Among Scynexis' staff are teams of medicinal chemists, biologists, computational chemists, biochemists, analytical chemists, and bioanalytical scientists who work with customers on projects ranging from hit identification to candidate selection. It relies on internally developed solutions such as HEOS and its Medchem-factory high-throughput synthesis and purification platform.

According to Marquardt, Scynexis has used HEOS in collaborations with big pharmas such as GlaxoSmithKline, Roche, and Merck.

The software is also licensed by organizations like the Drugs for Neglected Diseases Initiative, which uses it to study maladies like malaria.

Secure Collaborations

While previous incarnations of Accelrys's Cheminformatics suite were sufficient for the in-house needs of its biotech and pharma customers, Brown said it didn't meet the requirements of clients that outsource portions of their research and development to multiple partners in different locations.

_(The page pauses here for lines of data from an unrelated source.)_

PR #8592, opened 2020-02-20
add s3 region

zetaab:
we are currently seeing following error in etcd-manager:

```
W0220 12:42:07.934295    8002 controller.go:149] unexpected error running etcd cluster reconciliation loop: error refreshing control store after leadership change: error reading s3://xxxx/bbb.k8s.local/backups/etcd/events/control: error listing s3://xxxx/bbb.k8s.local/backups/etcd/events/control: AuthorizationHeaderMalformed: The authorization header is malformed; the region 'us-east-1' is wrong; expecting 'eu-north-1'
	status code: 400, request id: 9C82F7B26B72D41D, host id: bNWE4d3rO/CnkzlfpTrUcW4LcMdxuBH7M5tY6AmOivMLSvaBqrEc8PpiaOXHDKuBi5jgx6B07Cw=
```

this is because we are using custom s3 credentials and s3 region is not passed to etcd-manager container (so it defaults to us-east-1)

### DIFF
--- a/util/pkg/env/standard.go
+++ b/util/pkg/env/standard.go
@@ -42,6 +42,7 @@ func BuildSystemComponentEnvVars(spec *kops.ClusterSpec) EnvVars {
 	}
 
 	// Custom S3 endpoint
+	vars.addEnvVariableIfExist("S3_REGION")
 	vars.addEnvVariableIfExist("S3_ENDPOINT")
 	vars.addEnvVariableIfExist("S3_ACCESS_KEY_ID")
 	vars.addEnvVariableIfExist("S3_SECRET_ACCESS_KEY")


rifelpet:
How are you passing custom credentials to etcd-manager? Just curious

zetaab:
> How are you passing custom credentials to etcd-manager? Just curious

I am defining following before running kops commands like kops create cluster:
```
export S3_ACCESS_KEY_ID=foobar
export S3_SECRET_ACCESS_KEY=xxxx
export KOPS_STATE_STORE=s3://yyyy
export S3_ENDPOINT=https://s3.eu-north-1.amazonaws.com
export S3_REGION=eu-north-1
```

These environment variable are then passed to etcd manager container (or before this PR all other than S3_REGION) was passed. I have tested this PR and now everything works. Use-case for this solution is that we have shared one s3 bucket to many clusters. Of course each cluster do have own iam account that those are isolated. We are doing this because some of our clusters are in OpenStack, GCE and AWS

Under this model, "various partners within the collaborations come and go," but typical in-house informatics systems are unable "to spin these partner networks up and down very quickly," he said.

Furthermore, partner organizations may need to implement several levels of permission within a project. For instance, "a chemistry contract-research organization may only [need to] see the tasks … assigned to them, but an assay CRO may need to see the results of the chemistry CRO's synthesis to know what to assay," Brown said.

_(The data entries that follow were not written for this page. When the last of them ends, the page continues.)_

PR #7832, opened 2019-10-28
cilium: don't try to mount sys/fs/bpf if already mounted

justinsb:
systemd v238 already includes the mount, and the unit file fails.  We
test for the existence of the mount, rather than testing systemd
versions directly.

PR #8599, opened 2020-02-20
Cilium fix bpffs check

olemarkus:
The check introduced in #7832 is unfortunately too naïve to detect if bpffs has been mounted leading to the unit file never being installed. This is quite disastrous for cilium.

This check in this PR should be more robust.

/kind bug

### DIFF
--- a/nodeup/pkg/model/network.go
+++ b/nodeup/pkg/model/network.go
@@ -76,7 +76,7 @@ func (b *NetworkBuilder) Build(c *fi.ModelBuilderContext) error {
 		err := unix.Statfs("/sys/fs/bpf", &fsdata)
 
 		if err != nil {
-			alreadyMounted = false
+			return fmt.Errorf("error checking for /sys/fs/bpf: %v", err)
 		} else {
 			alreadyMounted = int32(magic) == int32(fsdata.Type)
 		}
--- a/nodeup/pkg/model/network.go
+++ b/nodeup/pkg/model/network.go
@@ -18,9 +18,9 @@ package model
 
 import (
 	"fmt"
-	"os"
 	"path/filepath"
 
+	"golang.org/x/sys/unix"
 	"k8s.io/kops/upup/pkg/fi"
 	"k8s.io/kops/upup/pkg/fi/nodeup/nodetasks"
 )
@@ -70,15 +70,15 @@ func (b *NetworkBuilder) Build(c *fi.ModelBuilderContext) error {
 	if networking.Cilium != nil {
 		// systemd v238 includes the bpffs mount by default; and gives an error "has a bad unit file setting" if we try to mount it again (see mount_point_is_api)
 		var alreadyMounted bool
-		_, err := os.Stat("/sys/fs/bpf")
+		// bpffs magic number
+		magic := uint32(0xCAFE4A11)
+		var fsdata unix.Statfs_t
+		err := unix.Statfs("/sys/fs/bpf", &fsdata)
+
 		if err != nil {
-			if os.IsNotExist(err) {
-				alreadyMounted = false
-			} else {
-				return fmt.Errorf("error checking for /sys/fs/bpf: %v", err)
-			}
+			alreadyMounted = false
 		} else {
-			alreadyMounted = true
+			alreadyMounted = int32(magic) == int32(fsdata.Type)
 		}
 
 		if !alreadyMounted {
--- a/nodeup/pkg/model/network.go
+++ b/nodeup/pkg/model/network.go
@@ -68,18 +68,19 @@ func (b *NetworkBuilder) Build(c *fi.ModelBuilderContext) error {
 	}
 
 	if networking.Cilium != nil {
-		// systemd v238 includes the bpffs mount by default; and gives an error "has a bad unit file setting" if we try to mount it again (see mount_point_is_api)
-		var alreadyMounted bool
-		// bpffs magic number
-		magic := uint32(0xCAFE4A11)
 		var fsdata unix.Statfs_t
 		err := unix.Statfs("/sys/fs/bpf", &fsdata)
 
 		if err != nil {
 			return fmt.Errorf("error checking for /sys/fs/bpf: %v", err)
-		} else {
-			alreadyMounted = int32(magic) == int32(fsdata.Type)
 		}
+
+		// systemd v238 includes the bpffs mount by default; and gives an error "has a bad unit file setting" if we try to mount it again (see mount_point_is_api)
+		var alreadyMounted bool
+		// bpffs magic number. See https://github.com/torvalds/linux/blob/v4.8/include/uapi/linux/magic.h#L80
+		magic := uint32(0xCAFE4A11)
+
+		alreadyMounted = int32(magic) == int32(fsdata.Type)
 
 		if !alreadyMounted {
 			unit := s(`
--- a/go.mod
+++ b/go.mod
@@ -124,7 +124,7 @@ require (
 	golang.org/x/crypto v0.0.0-20191202143827-86a70503ff7e
 	golang.org/x/net v0.0.0-20191126235420-ef20fe5d7933
 	golang.org/x/oauth2 v0.0.0-20190604053449-0f29369cfe45
-	golang.org/x/sys v0.0.0-20190215142949-d0b11bdaac8a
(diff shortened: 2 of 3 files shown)


rifelpet:
@olemarkus I see the original PR was backported all the way to 1.15. Should this be considered a blocker for 1.16.0 stable?

olemarkus:
I don't understand why, but the 1.16 and 1.15 branch is not affected. The /sys/fs/bpf path doesn't exist at the time of the check on those branches even if I use the same ami. Another change added to kops after 1.16 branch was cut must be causing this.

hakman:
Just a quick update, the Cilium periodic e2e is working again:
https://prow.k8s.io/view/gcs/kubernetes-jenkins/logs/ci-kubernetes-e2e-kops-aws-cni-cilium/1230702775738830848

upup/models/cloudup/resources/addons/networking.cilium.io/k8s-1.12.yaml.template
```diff
@@ -399,7 +399,7 @@ spec:
           value: {{ . }}
         {{ end }}
 {{ with .Networking.Cilium }}
-        image: "docker.io/cilium/cilium:{{- or .Version "v.1.7.0" }}"
```
yurrriq: oops

olemarkus:
@rifelpet unfortunately, this does indeed break cilium back to 1.15.2. It should probably block 1.16.

hakman:
@olemarkus the sorting in `vendor/modules.txt` seems off can you check that you are using go v1.13.x?

olemarkus:
I am using go1.13.4 and just running `make gomod`. When I run it again, there are no changes to the vendor/modules.txt file.

olemarkus:
For some reason `make gomod` used another binary than expected. Things looks a lot more sane now.

hakman:
Thanks for the update @olemarkus. I was just about to start checking why it worked differently on my end.

hakman:
Me and @rifelpet did some research yesterday on this topic and will add some questions.

nodeup/pkg/model/network.go
```diff
@@ -70,15 +70,15 @@ func (b *NetworkBuilder) Build(c *fi.ModelBuilderContext) error {
...
+		magic := uint32(0xCAFE4A11)
+		var fsdata unix.Statfs_t
+		err := unix.Statfs("/sys/fs/bpf", &fsdata)
+
 		if err != nil {
-			if os.IsNotExist(err) {
-				alreadyMounted = false
-			} else {
-				return fmt.Errorf("error checking for /sys/fs/bpf: %v", err)
-			}
```
hakman: I think this is still valid. If there is an unexpected error when reading from `/sys/fs/bp`, the systemd mount would not help, right?

nodeup/pkg/model/network.go
```diff
@@ -70,15 +70,15 @@ func (b *NetworkBuilder) Build(c *fi.ModelBuilderContext) error {
...
+			alreadyMounted = false
 		} else {
-			alreadyMounted = true
+			alreadyMounted = int32(magic) == int32(fsdata.Type)
```
hakman: What happens if the fs type is not BPF? Would it be better to return with an error also?

The Cilium code describes the logic for mounting the BPF fs and there is also a mention of a fallback location `/run/cilium/bpffs`:
https://github.com/cilium/cilium/blob/cbd63be46569751ac45060e54f6787f1286b75cd/pkg/bpf/bpffs_linux.go#L213-L224

olemarkus: If BPF is not mounted on `/sys/fs/bpf`, the path will still exist, which is why the old check fails. So most likly the fs type will not be bpf before we install the unit.

`/run/cilium/bpffs` is a fallback if the host is not mounting bpf. This will cause network disruptions every time cilium pods restart though since the bpf mounts are lost.

nodeup/pkg/model/network.go
olemarkus: This is probably still valid. Most likely this would be due to the path being absent and if the unit tries to mount it will just fail. Result will be quite similar and I suppose equally easy to detect.

nodeup/pkg/model/network.go
hakman: OK, more clear now. Thanks for clarifying the fallback part.

Regarding the check, if the path exists, `unix.Statfs` would succeed and will return `SYSFS_MAGIC=0x62656572`  or something similar. If there is an error other than the "no such file or directory", maybe it's not a good thing to continue. Same goes for a magic number that is not SYSFS_MAGIC or BPF_FS_MAGIC.

olemarkus: Shouldn't you be able to mount bpffs on whatever path that exists?

I will add back the return on error shortly. `unix.Statfs("/sys/fs/bpf", &fsdata)` would return error on file not found too, shouldn't it? So the os.Stat check would be redundant.

hakman: Just checked and you are right, if the mount path doesn't exist, the unit won't help. Probably for any type of error BPF mounting will fail.

nodeup/pkg/model/network.go
hakman: 👍

nodeup/pkg/model/network.go
hakman: This part is mostly ok. There may be a rare case where the magic number is different from `SYSFS_MAGIC=0x62656572` or `BPF_FS_MAGIC= 0xCAFE4A11` and mounting will fail. I don't think it's worth adding it for now.

nodeup/pkg/model/network.go
```diff
@@ -70,15 +70,15 @@ func (b *NetworkBuilder) Build(c *fi.ModelBuilderContext) error {
...
+		err := unix.Statfs("/sys/fs/bpf", &fsdata)
+
 		if err != nil {
-			if os.IsNotExist(err) {
-				alreadyMounted = false
-			} else {
-				return fmt.Errorf("error checking for /sys/fs/bpf: %v", err)
-			}
+			return fmt.Errorf("error checking for /sys/fs/bpf: %v", err)
 		} else {
```
rifelpet: nit: we don't need this else statement anymore.

nodeup/pkg/model/network.go
```diff
@@ -70,15 +70,15 @@ func (b *NetworkBuilder) Build(c *fi.ModelBuilderContext) error {
 	if networking.Cilium != nil {
 		// systemd v238 includes the bpffs mount by default; and gives an error "has a bad unit file setting" if we try to mount it again (see mount_point_is_api)
 		var alreadyMounted bool
-		_, err := os.Stat("/sys/fs/bpf")
+		// bpffs magic number
+		magic := uint32(0xCAFE4A11)
```
rifelpet: it might be worth adding this link as a comment: https://github.com/torvalds/linux/blob/v4.8/include/uapi/linux/magic.h#L80

hakman: Also would be nice to move the var and comment just before it's used.

rifelpet:
/lgtm
/approve

We increased the frequency of the cilium periodic job to run hourly, we'll keep an eye on it to confirm things are still stable before we merge cherry-picks of this 👍

justinsb:
I am a little confused ... https://k8s-testgrid.appspot.com/google-aws#kops-aws-cni-cilium seems to suggest this broke two days ago, but my original (insufficient) PR is from a month or two ago.  Do we know what caused it to break?  (Was it a newer version of cilium that makes the directory?)

olemarkus:
Just bad timing. The e2e tests broke because of the typo fixed here #8591 
The bpf mount bug this PR fixed is unrelated to the e2e tests.

justinsb:
Ah - thanks @olemarkus  (and thanks also for fixing!)

mazzy89:
@olemarkus I'm running k8s 1.15.9 with cilium from kops 1.15.2 but I'm not having this issue.Is it clear for you why this version is not affected?

olemarkus:
It is affected too. If you see the cilium agent logs, you should see a warning about bpf not already mounted on the hair

mazzy89:
I see. I'll take a look at that. Which are the effects of this? I did not notice anything weird in the cluster. Everything is operative and healthy in term of networking.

And when intellectual property is jointly created, "the definition of who owns what may not be resolved until [later] into the project," he added. As a result, participants "need to keep the IP on the collaboration completely separate from [their] internal systems."

According to Scynexis' Marquardt, his company observed a similar need for collaborative software "early on in our history."

"We were doing a lot of collaborative work ... and we needed a way of transferring or exchanging information securely and quickly," he said, adding that this led to development and subsequent launch the first HEOS platform in early 2002.

HEOS is designed to address these issues by offering organizations separate workspaces for their collaborations that are distinct from their in-house systems. And because it is a SaaS system, "it's very quick to spin up a new project or partner" and "spin [that partner or project] down" at the end of the collaboration, Brown explained.

Other updates to the Accelrys Cheminformatics suite include a new web-based chemical-registration system and an updated chemical data cartridge designed to manage structure and reaction databases in the Oracle environment.

Existing capabilities in the suite include a biological registration system; a database-search and -visualization tool; Accelrys Draw for drawing, editing, and viewing small molecules, reactions, and biological sequences; Accelrys Isentris for accessing, searching, and mining data; synthesis planning; and visual exploration.

Customers can licenses specific applications within the suite based on their project needs, or can use it as a "single comprehensive and unified suite," Brown said.

Brown also noted that the suite is integrated with other tools in Accelrys' portfolio, such as Contur's electronic laboratory notebook, which the company acquired during the summer (BI 5/27/2011).

"That’s a very different proposition ..., [one] that you couldn’t get from some of the other companies in the space where it would be much more piecemeal," he noted. In such cases, "you have to think about joining the pieces together, so the IT burden becomes much higher."